• TASK DESCRIPTION:
Within the data that follows, how many lines carry the string "slot"? Give the number alone.

(Dataset entries)
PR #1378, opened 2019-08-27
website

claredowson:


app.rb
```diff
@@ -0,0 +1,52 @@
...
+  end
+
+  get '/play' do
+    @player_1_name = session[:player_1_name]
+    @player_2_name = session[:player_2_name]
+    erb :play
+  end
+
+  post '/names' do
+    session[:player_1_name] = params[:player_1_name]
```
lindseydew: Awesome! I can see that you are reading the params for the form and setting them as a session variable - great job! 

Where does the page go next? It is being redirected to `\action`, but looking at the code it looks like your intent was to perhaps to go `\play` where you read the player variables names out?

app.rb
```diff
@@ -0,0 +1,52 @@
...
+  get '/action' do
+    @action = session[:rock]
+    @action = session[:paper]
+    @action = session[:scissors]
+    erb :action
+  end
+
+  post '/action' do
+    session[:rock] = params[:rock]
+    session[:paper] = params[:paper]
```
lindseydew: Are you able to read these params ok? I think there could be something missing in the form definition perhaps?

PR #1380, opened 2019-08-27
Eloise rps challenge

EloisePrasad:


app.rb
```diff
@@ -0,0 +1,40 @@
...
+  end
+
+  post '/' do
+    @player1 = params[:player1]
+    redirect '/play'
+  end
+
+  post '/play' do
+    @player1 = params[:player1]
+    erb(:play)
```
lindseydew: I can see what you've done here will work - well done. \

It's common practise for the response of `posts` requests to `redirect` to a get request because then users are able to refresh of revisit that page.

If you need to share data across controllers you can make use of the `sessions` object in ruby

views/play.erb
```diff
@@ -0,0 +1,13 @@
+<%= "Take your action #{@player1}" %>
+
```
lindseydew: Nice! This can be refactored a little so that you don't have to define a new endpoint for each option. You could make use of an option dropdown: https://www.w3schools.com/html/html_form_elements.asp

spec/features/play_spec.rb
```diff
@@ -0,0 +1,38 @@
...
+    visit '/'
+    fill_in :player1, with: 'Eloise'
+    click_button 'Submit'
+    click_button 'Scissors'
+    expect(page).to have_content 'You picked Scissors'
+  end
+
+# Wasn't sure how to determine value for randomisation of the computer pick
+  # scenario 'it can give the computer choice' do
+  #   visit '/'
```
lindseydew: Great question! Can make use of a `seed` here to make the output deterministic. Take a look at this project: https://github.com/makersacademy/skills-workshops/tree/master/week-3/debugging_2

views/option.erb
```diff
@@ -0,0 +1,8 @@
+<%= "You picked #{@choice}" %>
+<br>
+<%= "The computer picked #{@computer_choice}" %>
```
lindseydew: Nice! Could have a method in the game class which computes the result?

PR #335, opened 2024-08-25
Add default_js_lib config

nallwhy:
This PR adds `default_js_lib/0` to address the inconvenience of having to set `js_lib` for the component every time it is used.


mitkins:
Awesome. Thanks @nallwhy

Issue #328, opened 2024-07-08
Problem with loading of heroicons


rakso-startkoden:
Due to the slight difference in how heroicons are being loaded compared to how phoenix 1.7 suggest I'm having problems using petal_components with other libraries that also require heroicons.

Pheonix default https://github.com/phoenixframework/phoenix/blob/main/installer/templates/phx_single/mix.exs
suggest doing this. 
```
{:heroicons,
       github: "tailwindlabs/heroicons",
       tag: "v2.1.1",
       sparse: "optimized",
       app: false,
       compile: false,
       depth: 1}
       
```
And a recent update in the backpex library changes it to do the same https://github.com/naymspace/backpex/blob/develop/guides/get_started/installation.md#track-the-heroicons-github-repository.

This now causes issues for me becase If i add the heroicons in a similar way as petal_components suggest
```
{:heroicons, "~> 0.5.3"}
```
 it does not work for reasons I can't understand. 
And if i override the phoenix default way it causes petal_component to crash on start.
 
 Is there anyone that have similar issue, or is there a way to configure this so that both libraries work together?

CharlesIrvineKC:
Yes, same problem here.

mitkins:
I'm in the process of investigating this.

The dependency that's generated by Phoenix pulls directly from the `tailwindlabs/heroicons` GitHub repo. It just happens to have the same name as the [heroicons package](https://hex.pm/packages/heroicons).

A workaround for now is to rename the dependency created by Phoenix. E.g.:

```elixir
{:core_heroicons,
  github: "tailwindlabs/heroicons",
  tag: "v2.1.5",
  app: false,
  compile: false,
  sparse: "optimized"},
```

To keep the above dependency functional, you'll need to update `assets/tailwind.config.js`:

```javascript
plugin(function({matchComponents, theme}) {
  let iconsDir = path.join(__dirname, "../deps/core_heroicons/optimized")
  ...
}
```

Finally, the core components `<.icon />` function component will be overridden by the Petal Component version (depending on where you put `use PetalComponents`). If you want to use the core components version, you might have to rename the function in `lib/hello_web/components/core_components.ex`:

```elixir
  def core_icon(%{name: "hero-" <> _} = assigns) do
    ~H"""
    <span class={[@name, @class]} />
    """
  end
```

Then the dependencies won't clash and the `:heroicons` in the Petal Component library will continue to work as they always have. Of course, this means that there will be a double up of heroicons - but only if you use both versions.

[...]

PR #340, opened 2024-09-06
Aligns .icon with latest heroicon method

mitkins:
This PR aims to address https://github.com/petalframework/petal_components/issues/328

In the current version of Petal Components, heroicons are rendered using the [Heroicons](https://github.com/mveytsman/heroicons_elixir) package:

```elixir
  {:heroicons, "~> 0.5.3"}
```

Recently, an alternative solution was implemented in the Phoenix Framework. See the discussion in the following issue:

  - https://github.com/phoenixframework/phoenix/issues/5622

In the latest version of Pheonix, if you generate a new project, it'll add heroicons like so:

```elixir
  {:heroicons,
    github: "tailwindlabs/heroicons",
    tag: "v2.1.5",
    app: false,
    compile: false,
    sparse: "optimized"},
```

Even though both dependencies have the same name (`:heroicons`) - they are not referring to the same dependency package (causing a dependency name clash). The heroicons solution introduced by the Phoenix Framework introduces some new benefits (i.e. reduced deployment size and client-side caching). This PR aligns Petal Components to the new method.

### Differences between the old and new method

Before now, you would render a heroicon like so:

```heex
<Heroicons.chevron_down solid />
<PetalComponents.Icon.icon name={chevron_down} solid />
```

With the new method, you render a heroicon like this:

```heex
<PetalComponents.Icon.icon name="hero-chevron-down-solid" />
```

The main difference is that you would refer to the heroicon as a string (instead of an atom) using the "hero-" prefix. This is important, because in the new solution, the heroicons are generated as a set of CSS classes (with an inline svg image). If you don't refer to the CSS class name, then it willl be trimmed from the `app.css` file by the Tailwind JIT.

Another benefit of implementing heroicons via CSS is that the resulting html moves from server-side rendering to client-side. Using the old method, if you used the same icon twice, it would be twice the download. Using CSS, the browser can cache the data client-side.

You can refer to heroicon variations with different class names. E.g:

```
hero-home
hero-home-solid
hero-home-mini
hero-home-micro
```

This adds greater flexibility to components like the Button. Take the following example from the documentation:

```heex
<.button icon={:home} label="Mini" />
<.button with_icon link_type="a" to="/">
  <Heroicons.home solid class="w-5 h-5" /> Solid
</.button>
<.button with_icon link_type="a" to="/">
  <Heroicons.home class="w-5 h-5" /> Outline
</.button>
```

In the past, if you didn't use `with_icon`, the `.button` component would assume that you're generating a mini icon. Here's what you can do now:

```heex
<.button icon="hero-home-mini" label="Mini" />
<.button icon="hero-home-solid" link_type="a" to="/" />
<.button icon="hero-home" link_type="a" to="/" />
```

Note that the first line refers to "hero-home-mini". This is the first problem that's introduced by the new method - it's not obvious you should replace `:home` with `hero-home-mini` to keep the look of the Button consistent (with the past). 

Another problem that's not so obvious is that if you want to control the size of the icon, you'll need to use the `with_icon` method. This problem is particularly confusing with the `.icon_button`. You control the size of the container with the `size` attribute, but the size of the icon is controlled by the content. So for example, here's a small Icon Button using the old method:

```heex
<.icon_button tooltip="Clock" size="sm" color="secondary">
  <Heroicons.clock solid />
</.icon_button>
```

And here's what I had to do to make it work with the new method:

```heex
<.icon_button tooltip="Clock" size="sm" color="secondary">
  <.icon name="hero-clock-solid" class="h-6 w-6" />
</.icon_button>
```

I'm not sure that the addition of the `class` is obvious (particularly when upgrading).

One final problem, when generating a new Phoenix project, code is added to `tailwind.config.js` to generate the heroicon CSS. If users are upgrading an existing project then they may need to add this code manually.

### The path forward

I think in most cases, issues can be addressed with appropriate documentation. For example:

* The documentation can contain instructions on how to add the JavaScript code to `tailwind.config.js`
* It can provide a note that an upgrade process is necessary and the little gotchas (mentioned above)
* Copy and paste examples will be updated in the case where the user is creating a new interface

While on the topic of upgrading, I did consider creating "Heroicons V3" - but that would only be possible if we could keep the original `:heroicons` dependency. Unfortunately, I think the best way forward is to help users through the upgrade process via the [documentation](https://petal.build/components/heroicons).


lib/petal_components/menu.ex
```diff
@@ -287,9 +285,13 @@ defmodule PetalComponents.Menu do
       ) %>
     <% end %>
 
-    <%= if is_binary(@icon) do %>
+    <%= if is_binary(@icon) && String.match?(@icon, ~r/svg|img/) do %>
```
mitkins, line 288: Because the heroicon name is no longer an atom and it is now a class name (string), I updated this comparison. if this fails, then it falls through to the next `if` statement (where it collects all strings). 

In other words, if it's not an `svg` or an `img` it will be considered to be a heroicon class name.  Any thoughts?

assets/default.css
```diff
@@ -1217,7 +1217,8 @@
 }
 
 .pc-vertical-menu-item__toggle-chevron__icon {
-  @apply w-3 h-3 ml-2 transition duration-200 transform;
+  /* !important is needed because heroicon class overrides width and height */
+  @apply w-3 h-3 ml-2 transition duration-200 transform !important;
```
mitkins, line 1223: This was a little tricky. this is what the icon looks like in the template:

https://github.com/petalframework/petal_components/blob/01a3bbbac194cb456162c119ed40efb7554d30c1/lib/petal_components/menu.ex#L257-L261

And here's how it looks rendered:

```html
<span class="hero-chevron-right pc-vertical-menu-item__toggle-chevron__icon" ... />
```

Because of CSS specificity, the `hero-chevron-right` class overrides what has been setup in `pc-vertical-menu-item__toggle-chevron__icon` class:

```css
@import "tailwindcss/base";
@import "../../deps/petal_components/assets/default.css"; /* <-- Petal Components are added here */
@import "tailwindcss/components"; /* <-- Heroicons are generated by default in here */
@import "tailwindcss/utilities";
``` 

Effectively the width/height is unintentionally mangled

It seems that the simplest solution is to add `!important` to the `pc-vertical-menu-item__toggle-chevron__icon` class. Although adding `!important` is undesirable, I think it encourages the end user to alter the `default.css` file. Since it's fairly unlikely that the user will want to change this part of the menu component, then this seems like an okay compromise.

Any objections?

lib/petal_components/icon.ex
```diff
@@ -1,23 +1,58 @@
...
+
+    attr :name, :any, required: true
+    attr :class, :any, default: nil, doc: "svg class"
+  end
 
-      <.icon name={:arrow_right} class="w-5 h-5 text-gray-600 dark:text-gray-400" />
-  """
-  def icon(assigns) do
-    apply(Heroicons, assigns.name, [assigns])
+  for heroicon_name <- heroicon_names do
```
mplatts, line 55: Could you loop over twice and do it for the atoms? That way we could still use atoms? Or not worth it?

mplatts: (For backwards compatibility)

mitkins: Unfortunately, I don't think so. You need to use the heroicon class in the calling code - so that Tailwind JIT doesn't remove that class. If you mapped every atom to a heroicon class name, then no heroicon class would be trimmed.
...
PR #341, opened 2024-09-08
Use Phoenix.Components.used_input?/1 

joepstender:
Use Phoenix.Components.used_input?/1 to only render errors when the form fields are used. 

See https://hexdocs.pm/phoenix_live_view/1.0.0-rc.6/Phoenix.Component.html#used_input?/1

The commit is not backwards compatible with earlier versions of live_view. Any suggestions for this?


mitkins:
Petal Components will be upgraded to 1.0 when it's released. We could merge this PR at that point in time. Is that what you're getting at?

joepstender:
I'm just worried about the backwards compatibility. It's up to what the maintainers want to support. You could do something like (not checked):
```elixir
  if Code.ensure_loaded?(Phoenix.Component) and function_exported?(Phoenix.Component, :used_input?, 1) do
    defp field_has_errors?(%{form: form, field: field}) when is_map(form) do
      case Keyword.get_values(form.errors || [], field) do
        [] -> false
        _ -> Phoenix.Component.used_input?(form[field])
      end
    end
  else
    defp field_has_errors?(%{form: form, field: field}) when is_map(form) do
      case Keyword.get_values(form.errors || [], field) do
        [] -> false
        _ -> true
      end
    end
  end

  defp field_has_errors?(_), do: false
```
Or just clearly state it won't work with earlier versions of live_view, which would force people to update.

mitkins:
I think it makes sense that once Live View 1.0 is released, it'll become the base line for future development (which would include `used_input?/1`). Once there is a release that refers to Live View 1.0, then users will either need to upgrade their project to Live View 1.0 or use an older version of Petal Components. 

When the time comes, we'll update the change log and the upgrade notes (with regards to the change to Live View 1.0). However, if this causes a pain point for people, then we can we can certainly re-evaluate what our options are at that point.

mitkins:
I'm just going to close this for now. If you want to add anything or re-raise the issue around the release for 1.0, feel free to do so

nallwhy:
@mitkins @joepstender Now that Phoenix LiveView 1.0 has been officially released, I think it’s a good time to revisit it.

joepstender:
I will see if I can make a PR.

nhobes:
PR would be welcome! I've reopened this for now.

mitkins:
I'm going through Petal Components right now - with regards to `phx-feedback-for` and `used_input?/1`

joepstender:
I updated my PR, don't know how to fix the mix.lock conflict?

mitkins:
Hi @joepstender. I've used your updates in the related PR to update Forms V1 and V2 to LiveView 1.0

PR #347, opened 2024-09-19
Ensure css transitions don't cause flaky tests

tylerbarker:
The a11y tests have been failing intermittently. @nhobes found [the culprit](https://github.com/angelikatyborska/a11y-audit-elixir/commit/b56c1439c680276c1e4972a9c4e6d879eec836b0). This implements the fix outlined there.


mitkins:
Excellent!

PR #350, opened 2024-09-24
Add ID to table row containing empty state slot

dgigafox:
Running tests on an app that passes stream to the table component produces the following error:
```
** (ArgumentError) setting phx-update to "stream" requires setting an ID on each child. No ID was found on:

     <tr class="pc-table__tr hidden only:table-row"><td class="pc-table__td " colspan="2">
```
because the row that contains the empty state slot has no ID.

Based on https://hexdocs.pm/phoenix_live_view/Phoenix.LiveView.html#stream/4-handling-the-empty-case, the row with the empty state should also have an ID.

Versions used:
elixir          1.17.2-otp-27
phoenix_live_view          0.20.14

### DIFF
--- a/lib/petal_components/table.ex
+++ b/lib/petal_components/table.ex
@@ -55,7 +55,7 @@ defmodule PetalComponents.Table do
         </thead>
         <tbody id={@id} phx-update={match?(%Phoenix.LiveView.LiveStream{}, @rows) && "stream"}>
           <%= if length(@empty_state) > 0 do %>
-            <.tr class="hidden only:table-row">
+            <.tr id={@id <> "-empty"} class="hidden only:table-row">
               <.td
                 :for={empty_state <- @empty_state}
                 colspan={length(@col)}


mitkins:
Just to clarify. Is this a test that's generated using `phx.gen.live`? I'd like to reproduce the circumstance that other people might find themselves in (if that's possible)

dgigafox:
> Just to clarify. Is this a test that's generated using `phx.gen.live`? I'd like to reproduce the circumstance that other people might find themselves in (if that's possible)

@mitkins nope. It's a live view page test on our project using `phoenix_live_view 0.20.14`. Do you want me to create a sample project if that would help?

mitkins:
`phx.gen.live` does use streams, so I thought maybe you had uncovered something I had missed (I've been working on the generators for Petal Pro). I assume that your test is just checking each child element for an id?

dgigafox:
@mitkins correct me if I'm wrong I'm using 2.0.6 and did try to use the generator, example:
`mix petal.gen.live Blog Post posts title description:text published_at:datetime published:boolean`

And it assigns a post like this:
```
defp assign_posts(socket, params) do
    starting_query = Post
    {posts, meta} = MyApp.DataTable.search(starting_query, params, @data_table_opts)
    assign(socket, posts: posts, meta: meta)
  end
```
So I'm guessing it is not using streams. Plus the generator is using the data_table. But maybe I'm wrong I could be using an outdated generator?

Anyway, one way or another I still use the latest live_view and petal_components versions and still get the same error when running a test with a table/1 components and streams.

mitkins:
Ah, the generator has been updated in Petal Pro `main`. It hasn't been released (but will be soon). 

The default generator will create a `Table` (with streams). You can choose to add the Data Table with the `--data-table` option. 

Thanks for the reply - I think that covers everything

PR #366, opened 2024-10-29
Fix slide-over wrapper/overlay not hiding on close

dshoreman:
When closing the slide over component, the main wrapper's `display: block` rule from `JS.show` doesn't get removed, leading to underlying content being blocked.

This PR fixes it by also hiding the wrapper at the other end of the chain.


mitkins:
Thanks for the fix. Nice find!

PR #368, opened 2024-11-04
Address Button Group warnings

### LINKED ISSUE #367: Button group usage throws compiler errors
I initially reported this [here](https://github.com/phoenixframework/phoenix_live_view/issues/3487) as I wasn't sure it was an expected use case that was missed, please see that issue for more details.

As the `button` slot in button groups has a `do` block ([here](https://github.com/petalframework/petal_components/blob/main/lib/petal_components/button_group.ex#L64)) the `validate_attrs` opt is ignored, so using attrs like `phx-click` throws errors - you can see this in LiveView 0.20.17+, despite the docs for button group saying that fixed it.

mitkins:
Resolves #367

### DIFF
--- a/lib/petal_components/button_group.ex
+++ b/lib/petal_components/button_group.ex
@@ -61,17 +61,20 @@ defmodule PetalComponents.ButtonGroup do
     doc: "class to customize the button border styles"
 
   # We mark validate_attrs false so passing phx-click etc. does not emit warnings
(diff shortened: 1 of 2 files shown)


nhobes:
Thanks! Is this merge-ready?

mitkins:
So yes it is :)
* * *
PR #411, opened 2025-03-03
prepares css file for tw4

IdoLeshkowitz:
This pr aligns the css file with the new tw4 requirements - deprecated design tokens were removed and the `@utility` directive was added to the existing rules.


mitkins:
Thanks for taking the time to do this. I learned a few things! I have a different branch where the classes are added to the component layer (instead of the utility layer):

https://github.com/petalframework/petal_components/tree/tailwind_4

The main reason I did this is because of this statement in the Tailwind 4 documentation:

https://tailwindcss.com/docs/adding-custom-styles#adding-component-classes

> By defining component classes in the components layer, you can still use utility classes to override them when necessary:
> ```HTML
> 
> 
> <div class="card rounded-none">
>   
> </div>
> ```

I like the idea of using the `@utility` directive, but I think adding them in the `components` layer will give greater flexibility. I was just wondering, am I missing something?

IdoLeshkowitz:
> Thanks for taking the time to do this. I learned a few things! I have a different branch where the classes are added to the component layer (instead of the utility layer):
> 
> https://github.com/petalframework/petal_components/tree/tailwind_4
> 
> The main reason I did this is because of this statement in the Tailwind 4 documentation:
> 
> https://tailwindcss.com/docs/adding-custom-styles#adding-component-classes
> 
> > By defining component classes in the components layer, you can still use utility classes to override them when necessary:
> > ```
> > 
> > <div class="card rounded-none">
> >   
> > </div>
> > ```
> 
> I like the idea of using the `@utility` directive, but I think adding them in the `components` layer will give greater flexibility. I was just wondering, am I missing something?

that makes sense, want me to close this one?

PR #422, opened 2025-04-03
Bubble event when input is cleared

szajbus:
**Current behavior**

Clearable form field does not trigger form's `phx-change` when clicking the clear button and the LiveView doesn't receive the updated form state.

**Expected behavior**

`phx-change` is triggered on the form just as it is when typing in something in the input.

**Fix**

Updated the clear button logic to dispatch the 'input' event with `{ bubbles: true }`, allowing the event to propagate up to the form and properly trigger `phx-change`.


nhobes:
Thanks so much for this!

• COMPLETED TASK:
3